[Aim of the task]: From the first line of the data below, copy each line up to the one containing "after deploying and", and include that line too.

Stored data below:

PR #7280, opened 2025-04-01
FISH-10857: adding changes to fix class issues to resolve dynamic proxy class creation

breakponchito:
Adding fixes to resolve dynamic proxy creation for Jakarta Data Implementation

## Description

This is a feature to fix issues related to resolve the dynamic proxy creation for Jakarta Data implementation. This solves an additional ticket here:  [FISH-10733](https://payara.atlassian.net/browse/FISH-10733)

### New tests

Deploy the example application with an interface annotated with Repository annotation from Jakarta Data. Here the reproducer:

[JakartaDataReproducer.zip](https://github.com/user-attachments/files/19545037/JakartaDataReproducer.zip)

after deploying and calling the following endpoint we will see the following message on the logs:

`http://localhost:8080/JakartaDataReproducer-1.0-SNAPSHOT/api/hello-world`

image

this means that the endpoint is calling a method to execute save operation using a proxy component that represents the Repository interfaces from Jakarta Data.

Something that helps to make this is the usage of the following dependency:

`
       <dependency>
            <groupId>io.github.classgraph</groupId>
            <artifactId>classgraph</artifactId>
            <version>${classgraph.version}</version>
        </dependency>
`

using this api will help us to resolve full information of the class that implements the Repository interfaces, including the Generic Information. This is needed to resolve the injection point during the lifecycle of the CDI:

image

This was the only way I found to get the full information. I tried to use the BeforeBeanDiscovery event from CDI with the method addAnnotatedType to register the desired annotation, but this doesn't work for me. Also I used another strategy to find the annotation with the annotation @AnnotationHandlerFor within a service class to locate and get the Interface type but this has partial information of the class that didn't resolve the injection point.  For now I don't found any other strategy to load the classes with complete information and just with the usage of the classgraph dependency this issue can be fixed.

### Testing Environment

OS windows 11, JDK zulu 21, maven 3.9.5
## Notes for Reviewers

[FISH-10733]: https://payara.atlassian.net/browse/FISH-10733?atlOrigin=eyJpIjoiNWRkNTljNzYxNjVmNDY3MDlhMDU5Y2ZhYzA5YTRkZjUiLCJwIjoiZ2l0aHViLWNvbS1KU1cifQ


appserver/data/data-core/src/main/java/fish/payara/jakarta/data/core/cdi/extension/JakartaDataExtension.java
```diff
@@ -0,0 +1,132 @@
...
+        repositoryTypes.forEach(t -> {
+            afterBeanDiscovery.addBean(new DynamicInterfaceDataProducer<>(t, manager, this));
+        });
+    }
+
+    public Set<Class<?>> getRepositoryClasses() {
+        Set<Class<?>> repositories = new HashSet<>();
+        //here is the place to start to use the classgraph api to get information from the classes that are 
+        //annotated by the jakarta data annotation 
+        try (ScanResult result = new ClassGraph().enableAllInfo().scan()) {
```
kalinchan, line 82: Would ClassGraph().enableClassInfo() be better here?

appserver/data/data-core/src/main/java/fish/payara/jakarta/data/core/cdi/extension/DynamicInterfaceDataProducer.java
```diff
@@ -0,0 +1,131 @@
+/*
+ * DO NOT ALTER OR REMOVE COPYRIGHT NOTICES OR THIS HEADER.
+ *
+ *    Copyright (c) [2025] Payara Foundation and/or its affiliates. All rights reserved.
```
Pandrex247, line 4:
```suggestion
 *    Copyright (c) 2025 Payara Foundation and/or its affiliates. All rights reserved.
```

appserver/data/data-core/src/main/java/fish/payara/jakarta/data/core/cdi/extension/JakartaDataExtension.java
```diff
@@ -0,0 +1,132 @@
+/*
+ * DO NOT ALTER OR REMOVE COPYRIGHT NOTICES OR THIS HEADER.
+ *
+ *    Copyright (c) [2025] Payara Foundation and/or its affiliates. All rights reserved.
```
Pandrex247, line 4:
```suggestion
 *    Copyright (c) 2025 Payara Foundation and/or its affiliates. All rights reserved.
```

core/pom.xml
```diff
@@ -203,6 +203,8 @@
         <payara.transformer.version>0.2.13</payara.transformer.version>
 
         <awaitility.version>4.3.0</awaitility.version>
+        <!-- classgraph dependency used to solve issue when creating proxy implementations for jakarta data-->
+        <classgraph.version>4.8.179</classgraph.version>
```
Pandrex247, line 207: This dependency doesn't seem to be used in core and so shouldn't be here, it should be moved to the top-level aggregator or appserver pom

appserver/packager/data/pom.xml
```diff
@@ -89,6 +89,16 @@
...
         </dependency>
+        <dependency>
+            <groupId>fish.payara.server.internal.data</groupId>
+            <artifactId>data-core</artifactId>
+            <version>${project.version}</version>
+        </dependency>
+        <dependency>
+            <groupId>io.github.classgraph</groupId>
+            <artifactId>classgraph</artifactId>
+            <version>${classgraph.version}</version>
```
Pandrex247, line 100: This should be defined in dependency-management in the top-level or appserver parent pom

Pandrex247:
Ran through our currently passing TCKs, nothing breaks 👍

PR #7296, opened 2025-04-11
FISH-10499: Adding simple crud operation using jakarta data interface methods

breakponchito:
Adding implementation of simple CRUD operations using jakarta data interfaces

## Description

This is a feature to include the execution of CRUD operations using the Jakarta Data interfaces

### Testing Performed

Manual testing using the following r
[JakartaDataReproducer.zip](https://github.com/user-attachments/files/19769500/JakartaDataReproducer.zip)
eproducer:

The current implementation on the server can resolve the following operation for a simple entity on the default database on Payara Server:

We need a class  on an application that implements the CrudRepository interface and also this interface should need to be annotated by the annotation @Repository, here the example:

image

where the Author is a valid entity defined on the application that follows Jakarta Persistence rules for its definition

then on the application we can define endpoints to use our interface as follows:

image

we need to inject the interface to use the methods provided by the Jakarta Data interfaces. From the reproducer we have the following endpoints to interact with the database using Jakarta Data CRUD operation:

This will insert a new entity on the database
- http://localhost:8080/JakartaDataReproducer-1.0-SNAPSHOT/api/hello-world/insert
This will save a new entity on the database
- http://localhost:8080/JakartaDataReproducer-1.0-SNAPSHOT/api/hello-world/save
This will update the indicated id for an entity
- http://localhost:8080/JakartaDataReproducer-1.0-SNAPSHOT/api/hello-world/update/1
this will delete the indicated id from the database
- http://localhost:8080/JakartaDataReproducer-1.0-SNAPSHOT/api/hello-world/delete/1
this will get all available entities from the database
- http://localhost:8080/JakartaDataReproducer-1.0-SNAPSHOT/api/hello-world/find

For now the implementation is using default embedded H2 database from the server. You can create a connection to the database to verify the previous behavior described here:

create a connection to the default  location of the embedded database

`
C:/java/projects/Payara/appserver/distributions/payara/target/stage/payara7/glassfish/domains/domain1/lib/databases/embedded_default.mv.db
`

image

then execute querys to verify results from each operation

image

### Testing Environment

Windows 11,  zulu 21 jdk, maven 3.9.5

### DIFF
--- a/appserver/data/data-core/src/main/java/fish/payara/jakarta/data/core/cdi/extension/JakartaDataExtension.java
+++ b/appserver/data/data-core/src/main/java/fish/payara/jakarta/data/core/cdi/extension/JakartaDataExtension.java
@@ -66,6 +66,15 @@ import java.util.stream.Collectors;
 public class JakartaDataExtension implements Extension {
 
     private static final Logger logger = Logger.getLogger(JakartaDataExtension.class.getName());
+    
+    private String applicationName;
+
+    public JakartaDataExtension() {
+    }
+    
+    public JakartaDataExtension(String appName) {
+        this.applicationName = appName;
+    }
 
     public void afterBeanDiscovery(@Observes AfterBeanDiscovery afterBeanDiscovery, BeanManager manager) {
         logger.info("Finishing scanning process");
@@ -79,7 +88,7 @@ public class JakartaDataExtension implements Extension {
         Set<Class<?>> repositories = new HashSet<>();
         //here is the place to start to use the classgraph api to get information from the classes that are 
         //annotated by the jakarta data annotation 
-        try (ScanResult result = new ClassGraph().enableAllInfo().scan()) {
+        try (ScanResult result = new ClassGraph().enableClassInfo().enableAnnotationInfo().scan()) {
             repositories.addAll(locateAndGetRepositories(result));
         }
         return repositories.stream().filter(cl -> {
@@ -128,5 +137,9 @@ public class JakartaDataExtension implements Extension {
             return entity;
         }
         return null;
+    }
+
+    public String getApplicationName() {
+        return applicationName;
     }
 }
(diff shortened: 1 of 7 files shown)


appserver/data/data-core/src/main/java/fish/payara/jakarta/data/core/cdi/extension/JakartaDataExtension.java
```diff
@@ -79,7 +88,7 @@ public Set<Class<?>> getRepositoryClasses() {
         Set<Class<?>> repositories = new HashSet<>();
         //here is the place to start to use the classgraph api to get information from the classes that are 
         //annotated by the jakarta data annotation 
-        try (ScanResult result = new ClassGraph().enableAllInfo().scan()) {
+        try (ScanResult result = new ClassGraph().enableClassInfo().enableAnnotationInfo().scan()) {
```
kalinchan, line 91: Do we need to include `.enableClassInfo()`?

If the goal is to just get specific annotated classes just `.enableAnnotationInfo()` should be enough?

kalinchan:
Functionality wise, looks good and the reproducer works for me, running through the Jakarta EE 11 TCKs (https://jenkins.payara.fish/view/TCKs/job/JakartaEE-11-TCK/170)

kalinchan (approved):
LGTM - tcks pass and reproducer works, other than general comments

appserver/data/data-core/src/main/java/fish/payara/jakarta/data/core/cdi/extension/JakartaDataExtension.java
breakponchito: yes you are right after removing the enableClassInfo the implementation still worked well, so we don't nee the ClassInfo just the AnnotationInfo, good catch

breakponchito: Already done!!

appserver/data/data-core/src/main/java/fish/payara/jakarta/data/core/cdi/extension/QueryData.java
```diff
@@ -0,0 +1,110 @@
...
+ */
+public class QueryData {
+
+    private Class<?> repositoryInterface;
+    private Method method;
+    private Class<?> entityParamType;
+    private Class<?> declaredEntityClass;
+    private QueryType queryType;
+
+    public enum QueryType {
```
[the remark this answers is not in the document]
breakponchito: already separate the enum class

End of Stored data.

[Answer for this exercise]:
PR #7280, opened 2025-04-01
FISH-10857: adding changes to fix class issues to resolve dynamic proxy class creation

breakponchito:
Adding fixes to resolve dynamic proxy creation for Jakarta Data Implementation

## Description

This is a feature to fix issues related to resolve the dynamic proxy creation for Jakarta Data implementation. This solves an additional ticket here:  [FISH-10733](https://payara.atlassian.net/browse/FISH-10733)

### New tests

Deploy the example application with an interface annotated with Repository annotation from Jakarta Data. Here the reproducer:

[JakartaDataReproducer.zip](https://github.com/user-attachments/files/19545037/JakartaDataReproducer.zip)

after deploying and calling the following endpoint we will see the following message on the logs:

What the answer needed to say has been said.